On Enchantment: A Generative Makeshop focused on The Lyric Essay
This class is for you if want to explore writing as a way of being, cultivate more intimacy with perception, and are unabashed about the idea of the earth as a stubbornly enchanted place. By “writing as a way of being” I mean forming dependable, daily habits; by “perception” I mean: the feel of thought sending tender roots down or pushing up through hard ground into the light, and by “stubbornly enchanted” I mean eager to be in relationship with us, even now.
In this generative makeshop (not a workshop!), you’ll be creating, sharing, and discussing work with others. We’ll also reflect on pre-assigned essays and poems by writers whose work is marked by transformative, idiosyncratic, and, yes, enchanted ways of seeing and organizing. At the end of the session, we’ll touch on revision techniques and further generative practices.
You’ll come away with drafts to grow, fresh ways of engaging artifacts, landscapes, and memories, and a new writing community.

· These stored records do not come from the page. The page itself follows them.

PR #42, opened 2023-05-04
DOP-3569: manage Search Index from docs-search-transport

seungpark:
WIP

**Goals:**
- Manage Search Index from search transport server. This should allow for environments to be in sync as well as programmatically handling index modification with Search Facet Taxonomy

**Testing logs:**
- [first successful log of patching searching index](https://mongodb.splunkcloud.com/en-US/app/search/show_source?sid=1683228951.3923649&offset=121&latest_time=)

**Follow ups:**
- Revoke access for Search Index modifications(?). Updates should be done from transport server only


package.json
```diff
@@ -28,11 +28,14 @@
     "dive": "^0.5.0",
     "dotenv": "^16.0.3",
     "mongodb": "^5.1.0",
+    "node-fetch": "^2.6.11",
```
seungpark, line 31: in hindsight, can remove this since we already make use of of urllib (required for digest Auth fetch with Atlas Admin) to keep it light as possible but this is only few kB https://www.npmjs.com/package/node-fetch/v/2.6.11

src/AtlasAdmin.ts
```diff
@@ -0,0 +1,173 @@
...
+    } catch (e) {
+      log.error(`Error while updating search index: ${JSON.stringify(e)}`);
+      throw e;
+    }
+  }
+
+  private _getPostPatchOptions(searchIndex: IndexMappings, taxonomy: Taxonomy) {
+    const options = DEFAULT_ATLAS_API_OPTIONS;
+    options['data'] = this._insertTaxonomyIntoSearchIndex(searchIndex, taxonomy);
+    options['data'] = Object.assign(options['data'], {
```
branberry, line 119: Super NIT: Since `COLLECTION_NAME`, `DB`, and `SEARCH_INDEX` are available globally, could the `_insertTaxonomyIntoSearchIndex` add these properties when it returns the object?

src/AtlasAdmin.ts
```diff
@@ -0,0 +1,173 @@
...
+      ];
+    }
+    return searchIndex;
+  }
+}
+
+// TODO: possibly move to taxonomy utils
+const getFacetKeys = (taxonomy: Taxonomy) => {
+  const keyList: string[] = [];
+  const pushKeys = (baseStr = '', currentRecord: Taxonomy) => {
```
branberry, line 158: Super NIT: If `baseStr` is the second argument for the function, this would allow us to call `pushKeys` on line 171 without the redundant extra string.

src/index.ts
```diff
@@ -295,7 +316,14 @@ async function main() {
     await searchIndex.createRecommendedIndexes();
   }
 
-  const server = new Marian(searchIndex);
+  const atlasAdmin = new AtlasAdminManager(process.env['ATLAS_ADMIN_PUB_KEY']!, process.env['ATLAS_ADMIN_API_KEY']!);
```
branberry, line 319: I think we should check these env vars instead of doing a non-null assertion to ensure that we have these values populated. We could catch the error here and send a helpful message if these env vars are not set.

src/index.ts
```diff
@@ -181,14 +155,33 @@ class Marian {
...
+      throw new InvalidQuery();
+    }
+
+    const query = new Query(rawQuery);
+
+    let searchProperty = parsedUrl.searchParams.getAll('searchProperty') || null;
+    if (typeof searchProperty === 'string') {
+      searchProperty = [searchProperty];
+    }
+    return await this.index.search(query, searchProperty);
```
branberry, line 174: NIT: The `await` is not needed here.

src/index.ts
```diff
@@ -242,6 +235,33 @@ class Marian {
     res.writeHead(200, headers);
     res.end(JSON.stringify(response));
   }
+
+  async load() {
+    let taxonomy: Taxonomy;
+    try {
+      taxonomy = await this.fetchTaxonomy(process.env.TAXONOMY_URL!);
```
branberry, line 242: We should check if the `TAXONOMY_URL` env var is undefined instead of non-null assertion.

branberry (commented):
Hey Seung! This looks good, I just left comments largely regarding TypeScript stuff, and other various small nitpicks. Let me know if you feel like any of my suggestions are more work than warranted for the time being, and I can re-review.

branberry (commented):
Hey Seung! This looks good, I just left comments largely regarding TypeScript stuff, and other various small nitpicks. Let me know if you feel like any of my suggestions are more work than warranted for the time being, and I can re-review.

src/AtlasAdmin.ts
```diff
@@ -0,0 +1,173 @@
...
+  }
+
+  private async findSearchIndex(db: string, collection: string, indexName: string) {
+    log.info('finding Atlas search index');
+    const url = `${this.baseUrl}/${db}/${collection}`;
+    const options = DEFAULT_ATLAS_API_OPTIONS;
+    options['method'] = 'GET';
+
+    try {
+      const { data, res } = await request(url, options);
```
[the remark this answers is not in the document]
seungpark: great suggestion! api docs actually shows same response types for [each request ](https://www.mongodb.com/docs/atlas/reference/api-resources-spec/#tag/Atlas-Search/operation/createAtlasSearchIndex) so will be adding these to atlas-types.ts and export

src/AtlasAdmin.ts
```diff
@@ -0,0 +1,173 @@
...
+      }
+
+      return data;
+    } catch (e) {
+      log.error(`Error while updating search index: ${JSON.stringify(e)}`);
+      throw e;
+    }
+  }
+
+  private _getPostPatchOptions(searchIndex: IndexMappings, taxonomy: Taxonomy) {
```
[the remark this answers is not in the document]
seungpark: fair fair. i've denoted the `_` to do some external testing, so will leave this as `private getPostPatchOptions` thanks for catching consistency!

src/AtlasAdmin.ts
seungpark: i'd actually leave this here as this assigns the data for post/patch options. `insertTaxonomyIntoSearchIndex` should literally convert the taxonomy into search index keys

src/index.ts
seungpark: combined with the group_id logic and added a env var verification

src/index.ts
seungpark: removed !

src/index.ts
seungpark: there actually is no taxonomy url at the moment, hence the placeholder data. i will add a comment here to update this into the env variable verification i included above

src/AtlasAdmin.ts
```diff
@@ -0,0 +1,173 @@
...
+  dataType: 'json',
+};
+
+const log = new Logger({
+  showTimestamp: true,
+});
+
+const CLUSTER_NAME = process.env['CLUSTER_NAME'] || 'Search';
+const COLLECTION_NAME = process.env['COLLECTION_NAME'] || 'documents';
+const GROUP_ID = process.env['GROUP_ID'] || '';
```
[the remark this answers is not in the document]
seungpark: included a `verifyEnvVars` fn to verify all the new env vars :) left out TAXONOMY_URL since it is not available yet, hence the fallback data

src/AtlasAdmin.ts
```diff
@@ -0,0 +1,173 @@
...
+      if (!index) {
+        return this.createSearchIndex(SearchIndex, taxonomy);
+      }
+      return this.updateSearchindex(index['indexID'], SearchIndex, taxonomy);
+    } catch (e) {
+      log.error(`Error while patching searching index: ${JSON.stringify(e)}`);
+    }
+  }
+
+  private async findSearchIndex(db: string, collection: string, indexName: string) {
```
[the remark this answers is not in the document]
seungpark: done

src/AtlasAdmin.ts
```diff
@@ -0,0 +1,173 @@
+// @ts-ignore
+import Logger from 'basic-logger';
```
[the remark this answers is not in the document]
seungpark: this is giving me a 404 `npm ERR! 404 Not Found - GET https://registry.npmjs.org/@types%2fbasic-logger - Not found` not sure if there is any typing for this module

src/AtlasAdmin.ts
```diff
@@ -0,0 +1,173 @@
...
+      return data.find((index: any) => index.name === indexName);
+    } catch (e) {
+      log.error(`Error while fetching search index: ${JSON.stringify(e)}`);
+      throw e;
+    }
+  }
+
+  private async createSearchIndex(searchIndex: IndexMappings, taxonomy: Taxonomy) {
+    log.info('creating Atlas search index');
+    const url = `${this.baseUrl}`;
```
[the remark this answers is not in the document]
seungpark: good catch

src/AtlasAdmin.ts
seungpark: Done!

src/AtlasAdmin.ts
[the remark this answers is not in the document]
branberry: ah gotcha, that would make sense lol

src/AtlasAdmin.ts
branberry: Gotcha that makes sense to me!!

src/AtlasAdmin.ts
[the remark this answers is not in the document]
branberry: Gotcha! Since the `verifyEnvVars` function returns the env variables, could we use those to access env vars?  Since it gets the env vars, maybe we could name it `verifyAndGetEnvVars`. That way, TypeScript won't complain as much

src/AtlasAdmin.ts
```diff
@@ -0,0 +1,172 @@
...
+const SEARCH_INDEX = 'default';
+
+/**
+ * Manager is intended to keep Atlas Search Index in sync across environments
+ * Index should be edited in ../data directory and expect to be updated on deploy
+ */
+
+export class AtlasAdminManager {
+  private defaultHeaders: RequestOptions;
+  private baseUrl: string;
```
branberry, line 32: Super NIT: Would it be worth while making `baseUrl` readonly?

src/AtlasAdmin.ts
```diff
@@ -0,0 +1,172 @@
...
+  }
+
+  async patchSearchIndex(taxonomy: Taxonomy) {
+    log.info('patchSearchIndex');
+    try {
+      const index = await this.findSearchIndex(DB, COLLECTION_NAME, SEARCH_INDEX);
+      if (!index) {
+        return this.createSearchIndex(SearchIndex, taxonomy);
+      }
+      return this.updateSearchindex(index['indexID']!, SearchIndex, taxonomy);
```
branberry, line 49: Sorry to be a stickler about this, lol, but I think we should check if `indexID` is defined instead of using the non-null assertion operator.

If you do something like

```ts
.
.
.
// index.indexID is of type string | undefined before this point

if (!index.indexID) {
 
 throw new Error('IndexID is not defined');
}

// index.indexID is of type string past this point
.
.
.
```

branberry (commented):
Hey Seung! Looks really good, just a few more small things

src/AtlasAdmin.ts
seungpark: im gonna update the response to always have this instead of making a conditional

https://www.mongodb.com/docs/atlas/reference/api-resources-spec/#tag/Atlas-Search/operation/listAtlasSearchIndexes

not sure why the indexId would not be `required` under the response, but the docs show the response will return indexid: https://www.mongodb.com/docs/atlas/atlas-search/tutorial/create-index/

src/AtlasAdmin.ts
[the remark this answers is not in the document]
seungpark: done. passed to AtlasAdmin Manager from index.ts after getting env vars

src/AtlasAdmin.ts
seungpark: done

branberry (approved):
LGTM!

casthewiz (approved):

Lia Purpura, teacher of this Makeshop, is the author of ten collections, including essays, poems, translations and artists’ books. A finalist for the National Book Critics Circle Award for On Looking (essays), her awards include Guggenheim, NEA, and Fulbright Fellowships, as well as five Pushcart Prizes, the AWP Award and others. Her work appears in The New Yorker, The New Republic, Orion, The Paris Review, The Georgia Review, Agni, Emergence, and elsewhere. Purpura has served as Writer in Residence at The University of Maryland, Baltimore County and Loyola University; other teaching venues include the Rainier Writing Workshop, the Breadloaf Writers’ Conference, the University of Iowa’s Nonfiction MFA program, as well as workshops at the Montgomery County Correctional Facility, and the Glenwood Life Recovery Center. Her newest collections are It Shouldn’t Have Been Beautiful (poems) and All the Fierce Tethers (essays).